Think again, please? QUESTION: who pays taxes, and then, for no good reason, do not receive the same tax benefits as other Virginians?: ANSWER: lesbian and gay families! DATA: Williams Institute, UCLA School of Law, estimates from US Census data about 20,000 lesbian and gay couples in Virginia (living in every city and county): these families do NOT receive the same benefits that heterosexuals receive, including whopping tax deductions because the are married (good marriage, dysfunctional marriage, abusive marriage, evil marriage ... just because they are married). Other data: a Nov 09 article published by the New York Academy of Medicine presents new data showing estimates of over 176,000 gay and bisexual men in Virginia (Williams Institute estimates at least one quarter million gay and lesbian Virginians). AND, the Congressional Budget Office (CHO) has found 1,138 benefits, rights, and privileges related to being married, that lesbian and gay citizens cannot access because the federal Defense of Marriage Act (DOMA) treats them as unequal to heterosexual citizens. The CBO also estimates that if these restrictions were removed, the federal bugdet will realize income of of about $

Attention Virginia Citizens...

Guess who gets to pick up the tab here....Yep, you the loyal and helpless taxpayer. Anyone want to bet Gov. Kaine didn't write a personal check to this fund. Nope, it's really easy to spend OMP. (Other Peoples Money) I pay for My and My spouces health care. And now for a few hundred more State workers "Significant Others". Thanks Gov. Kaine! Glad to see you go.

Read again

It says it won't cost the state any money. So how can it cost you?

How?

Does he have some magic ferry dust he'll sprinkle that will provide coverage at no cost?
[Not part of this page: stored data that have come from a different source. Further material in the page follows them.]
PR #2596, opened 2023-06-22
Remove Restricted Type from Cadence

dsainati1:
Work towards #2639

Implementation of https://github.com/onflow/flips/pull/85

This removes the `Type` field from the `RestrictedType` (renamed in a previous PR to `IntersectionType`). This also updates all tests to be compatible with the new behavior. 

______

 

runtime/interpreter/decode.go
```diff
@@ -1808,38 +1808,6 @@ func (d TypeDecoder) decodeDictionaryStaticType() (StaticType, error) {
 }
 
 func (d TypeDecoder) decodeIntersectionStaticType() (StaticType, error) {
-	const expectedLength = encodedIntersectionStaticTypeLength
```
turbolent, line 1811: The decoding function needs to stay backward-compatible, so old stored data can be migrated

turbolent: Is this what is proposed in the entitlements migration (https://github.com/onflow/flips/pull/95)?

It might make sense to decouple the decoding from the migration, and not perform this conversion/migration during decoding. This could be done by keeping a "restricted type" field in the interface set type, which is not used anywhere else but when decoding a restricted type inside of the state migration. We can then remove it later in a follow-up PR once the state was migrated.

dsainati1: Implemented in 3fcf2e9 and 685e59d

@fxamacker could you double check that these are backwards compatible 🙏

runtime/interpreter/decode.go
```diff
@@ -1856,13 +1856,27 @@ func (d TypeDecoder) decodeIntersectionStaticType() (StaticType, error) {
...
+	t, err := d.decoder.NextType()
 	if err != nil {
-		return nil, errors.NewUnexpectedError(
-			"invalid intersection static type key type encoding: %w",
-			err,
-		)
+		return nil, err
+	}
+
+	if t != cbor.NilType {
```
turbolent, line 1866: Maybe invert the then and else blocks

runtime/interpreter/decode.go
turbolent: 685e59d looks good!

3fcf2e9, backward-compatibility in CCF, is actually not needed (same for e.g. JSON) – it's an external format, we only need backward-compatibility for the internal encoding (execution state).

fxamacker (changes requested):
I mainly focused on non-test code related to CCF and internal value encoding.

encoding/ccf/ccf_test.go
```diff
@@ -6882,7 +6880,6 @@ func TestEncodeValueOfIntersectionType(t *testing.T) {
 		)
 
 		countSumIntersectionType := cadence.NewIntersectionType(
-			statsType,
 			[]cadence.Type{
 				hasCountInterfaceType,
 				hasSumInterfaceType,
```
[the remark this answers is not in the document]
dsainati1: If we don't actually need to keep CCF backwards compatible as @turbolent said above, do we still want to test these behaviors?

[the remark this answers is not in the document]
fxamacker: Good point.  We don't need to keep this test (with legacy type) as-is, if CCF backwards compatibility is not needed.

encoding/ccf/decode_type.go
```diff
@@ -560,7 +560,7 @@ func (d *Decoder) decodeIntersectionType(
 	}
 
 	// element 0: type
-	typ, err := decodeTypeFn(types)
+	legacyRestrictedType, err := d.decodeNullableTypeValue(types)
```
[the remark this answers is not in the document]
fxamacker: Thanks for fixing this! :+1:

runtime/sema/type.go
```diff
@@ -6151,120 +6145,27 @@ func checkSubTypeWithoutEquality(subType Type, superType Type) bool {
...
 
 	case *IntersectionType:
-
-		intersectionSuperType := typedSuperType.Type
-		switch intersectionSuperType {
+		// `Any` is never a subtype of a intersection type
+		switch subType {
 		case AnyResourceType, AnyStructType, AnyType:
+			return false
+		}
```
SupunS, line 6152: might not need this first switch-case.

runtime/sema/type_tags.go
```diff
@@ -935,8 +935,11 @@ func commonSuperTypeOfComposites(types []Type) Type {
 	}
 
 	if hasCommonInterface {
+		if len(commonInterfacesList) == 0 {
+			panic(errors.NewUnreachableError())
+		}
```
SupunS, line 940: this is rather unnecessary, because `hasCommonInterface` is set based on the length of `commonInterfaces`/`commonInterfacesList`

runtime/sema/type_tags.go
```diff
@@ -935,8 +935,11 @@ func commonSuperTypeOfComposites(types []Type) Type {
...
+
 		return &IntersectionType{
-			Type:  superType,
```
SupunS, line 939: I think the initialization of `superType` can now be moved below, to the end of this function

runtime/storage_test.go
```diff
@@ -466,7 +466,7 @@ func TestRuntimePublicCapabilityBorrowTypeConfusion(t *testing.T) {
 
         // Create a public capability to the stored Vault that only exposes
         // the balance field through the Balance interface
-        self.account.link<&DapperUtilityCoin.Vault{FungibleToken.Balance}>(
+        self.account.link<&DapperUtilityCoin.Vault>(
```
SupunS, line 469: Here and below, I think it might be better to keep the interface set here
```suggestion
        self.account.link<&{FungibleToken.Balance}>(
```

runtime/ft_test.go
```diff
@@ -371,15 +371,15 @@ access(all) contract FlowToken: FungibleToken {
         // Create a public capability to the stored Vault that only exposes
         // the 'deposit' method through the 'Receiver' interface
         //
-        adminAccount.link<&FlowToken.Vault{FungibleToken.Receiver}>(
+        adminAccount.link<&FlowToken.Vault>(
```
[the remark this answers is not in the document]
dsainati1: This doesn't matter anymore with entitlements; you can no longer "expose the whole `Vault`" because the reference here is still unauthorized. This is the basis for the planned migration to remove restricted types; any types of the form `T{I}` are just going to be replaced with `T` because it's no longer unsafe to give out a reference to the whole type as long as you use proper entitlements.

runtime/sema/check_casting_expression.go
```diff
@@ -204,192 +204,53 @@ func FailableCastCanSucceed(subType, superType Type) bool {
...
-					return true
-				default:
-					return typedSubType.Type.Equal(typedSuperType.Type)
-				}
-			}
+			// A intersection type `{Us}`
+			// is a subtype of a intersection type `{Vs}`:
+			// if the run-time type conforms to `Vs`
+			// `Us` and `Vs` do *not* have to be subsets.
+			return true
```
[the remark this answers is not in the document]
dsainati1: Yeah, this is already checked before this point.

runtime/storage_test.go
dsainati1: See previous comment, this is no longer the suggested best practice post-entitlements.

runtime/ft_test.go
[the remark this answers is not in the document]
SupunS: ah ok, makes sense!

PR #2609, opened 2023-06-26
Add utility function `ccf.HasMsgPrefix`

### LINKED ISSUE #2608: Provide function to detect if data has CCF message prefix
It would be useful to check if data begins with CCF message prefix (first few bytes) before attempting to decode it.

One possible solution is to add `ccf.HasMsgPrefix(msg []byte) bool` which would return true if `msg` has matching prefix without incurring more expensive checks for well-formedness or validity.

Thanks @peterargue for inquiring about CCF magic prefix on Friday.

fxamacker:
Closes #2608 

## Description

`HasMsgPrefix` returns `true` if the msg prefix (first few bytes) matches currently implemented top-level CCF messages.

For simplicity and performance, `HasMsgPrefix` does not check if msg is actually a CCF message, or well-formed, or valid.

cc: @peterargue 
______

### DIFF
--- a/encoding/ccf/decode.go
+++ b/encoding/ccf/decode.go
@@ -32,12 +32,6 @@ import (
 	cadenceErrors "github.com/onflow/cadence/runtime/errors"
 )
 
-const (
-	// Top level CCF messages are CBOR tag (tag number: CBORTagTypeDefAndValue | CBORTagTypeAndValue, content: array of 2 elements).
-	// Minimum size is 5 bytes: top level tag number (2 bytes) + min size for array of 2 elements (3 bytes).
-	minTopLevelMsgSize = 5
-)
-
 // HasMsgPrefix returns true if the msg prefix (first few bytes)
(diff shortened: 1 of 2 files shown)


dsainati1 (approved):

encoding/ccf/decode.go
```diff
@@ -32,6 +32,41 @@ import (
 	cadenceErrors "github.com/onflow/cadence/runtime/errors"
 )
 
+const (
+	// Top level CCF messages are CBOR tag (tag number: CBORTagTypeDefAndValue | CBORTagTypeAndValue, content: array of 2 elements).
+	// Minimum size is 5 bytes: top level tag number (2 bytes) + min size for array of 2 elements (3 bytes).
+	minTopLevelMsgSize = 5
+)
```
turbolent, line 39: Given that it is not exported and only used in `HasMsgPrefix`, maybe move it into the function

turbolent (approved):
Nice!

PR #2622, opened 2023-06-30
Delegate storage address to Atree

fxamacker:
Updates https://github.com/onflow/atree/issues/292

## Description

Currently, storage address is derived from `StorageID()`.

In the future, some Atree values can be inlined so they don't have `StorageID` and address needs be derived differently.

This PR delegates storage address to its internal Atree values, by calling `Address()`.

______

### DIFF
--- a/runtime/interpreter/value.go
+++ b/runtime/interpreter/value.go
@@ -2583,11 +2583,10 @@ func (v *ArrayValue) Transfer(
 	}
 
 	currentStorageID := v.StorageID()
-	currentAddress := currentStorageID.Address
 
 	array := v.array
 
-	needsStoreTo := address != currentAddress
+	needsStoreTo := v.NeedsStoreTo(address)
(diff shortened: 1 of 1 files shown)


turbolent (approved):

turbolent:
Is there maybe a way we can also prevent future uses of `StorageID().Address`, i.e. force the use of `StorageAddress()`?

fxamacker:
> Is there maybe a way we can also prevent future uses of StorageID().Address, i.e. force the use of StorageAddress()?

@turbolent Good point! :+1:  It would be great to unexport fields in `StorageID`.  Since that would be a breaking change in atree API, I will open a separate PR targeting feature branch.

turbolent:
@fxamacker Sounds good! It's OK if there are breaking changes in the API, we can adjust Cadence accordingly, only breaking changes to the storage format (i.e. need for storage migration) are a concern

He's a politician and thus prone to ...shall we say LIE! If you think for one second that there is no cost to taxpayers to provide health insurance to STATE workers (i.e. taxpayer funded jobs) then you are in denial.
Just a thought.

Same way it's done in private industry

The cost, as the article points out, is borne by the state employee. That is the exact same way that private employers have handled it.

Or are they lying, too?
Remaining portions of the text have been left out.